Good morning and congratulations graduates. Thank you to the faculty and staff who work hard to keep us connected and engaged, thank you to the families and friend families who support every member of the Heller community and a big thank you to my MPP classmates who've given me the honor of sharing a few thoughts with you today.

It's been a year of devastating losses, big and small. Some of us are struggling to manage the discomforts of isolation while others are struggling just to survive. I want to start by recognizing the little losses, grad school was not what we expected or hoped. Having spent the majority in a Zoom classroom we missed out on a thousand passing hallway conversations that transform faculty into colleagues, schools into communities and classmates into friends. I trust that faculty and staff feel that deprivation as keenly as we do. We can honor that loss today and at the same time we can honor the gifts of unexpected growth, both can be true.

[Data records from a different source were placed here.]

PR #120, opened 2023-09-29
feat: Rewrite server binary to use `vise` metrics

slowli:
# What ❔

Makes the `zksync_core` crate use `vise` metrics.

## Why ❔

This completes transition of the server codebase to `vise` metrics.

## Checklist


saitgn7:
Good

core/lib/zksync_core/src/metrics.rs
```diff
@@ -0,0 +1,186 @@
...
+impl fmt::Display for BlockStage {
+    fn fmt(&self, formatter: &mut fmt::Formatter<'_>) -> fmt::Result {
+        match self {
+            Self::Sealed => formatter.write_str("sealed"),
+            Self::Tree => formatter.write_str("tree"),
+            Self::MetadataCalculated => formatter.write_str("metadata_calculated"),
+            Self::MerkleProofCalculated => formatter.write_str("merkle_proof_calculated"),
+            Self::L1 { l1_stage, tx_type } => {
+                let l1_stage = match l1_stage {
+                    BlockL1Stage::Saved => "save", // not "saved" for backward compatibility
```
slowli, line 79: It's actually spelled in 2 different ways: `eth_sender` uses "save", and house keeper uses "saved".

core/lib/zksync_core/src/api_server/execution_sandbox/vm_metrics.rs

Maybe you read a theorist that revolutionized your thinking, maybe you built a soul sustaining friendship, maybe you simply found the stubborn willpower to keep showing up even after losing all motivation for doing so. This expansive capacity to feel contradictory emotions at the same time, that's the heartbeat of the human experience and it's a prerequisite for the pursuit of social justice. Or to grapple honestly with the injustices of our world is profoundly painful.

The systematic state sanctioned violence inflicted upon black and brown communities is unconscionable. The senseless brutal murders of Daunte Wright, Ma'Khia Bryant, and Adam Toledo, among so many others rouse an anguish that cuts across generations. The relentless destruction of our environment provokes an existential dread and the fact that essential workers are paid poverty wages while generational wealth goes untaxed, it's maddening and yet in the same breath we must sustain the intellectual and emotional power to imagine the world as it could be, as it should be. To take in that pain and still believe we can build a world where everyone has safe housing and nutritious food, good healthcare, good schools, the means to care for those they love and the opportunities to develop their creative capacities. Where our mistakes are met with mercy and support and healing the harms we cause. We need to summon the courage to make what was once considered radical, possible. We need to nurture a curiosity for divergent thinking, we have to allow ourselves to feel the fiery hope that calls us to action or this vision will not be realized.

When striving to see inequities clearly and to truly understand the policies that perpetuate them it is all too easy to be overcome by helplessness. The distance between grief and gratitude pain and possibility can be a heavy burden and none of us can bear that weight alone, isolation duels empathy, it saps energy, it yields apathy. If we didn't know this before we certainly know it now, and so we also know it's antidote. Our sense of purpose comes from people, connections invigorate, solidarity empowers, love revitalizes. 

As graduates and as a nation we are in the midst of transition, we are crawling out into a social and political landscape polarized by a hateful administration ravaged by illness and frozen in isolation. But because change is constant so too is the possibility for hope, for there is always something new growing in the ashes of what's past. Now it is spring,

Wallace holds out their hands and points to the greenery behind them, then continues:
literally and figuratively. We are the buds on the vine and we are also the gardeners planting seeds. As professionals and as people our choices matter, our shiny new degrees do not make us smarter or better than anyone else but they give us a little more freedom to choose the conditions of our work and a little more power to improve those conditions for those we work alongside.

New graduates I hope you find a job that helps you lead a thriving life, but more than that I hope you find people to carry you through the jobs that don't. May you know and love people from many walks of life, people who exercise your empathy and alight your curiosity and fortify your courage. May we nurture our relationships here at Heller and may we bring more people into this community in the years to come. Thank you.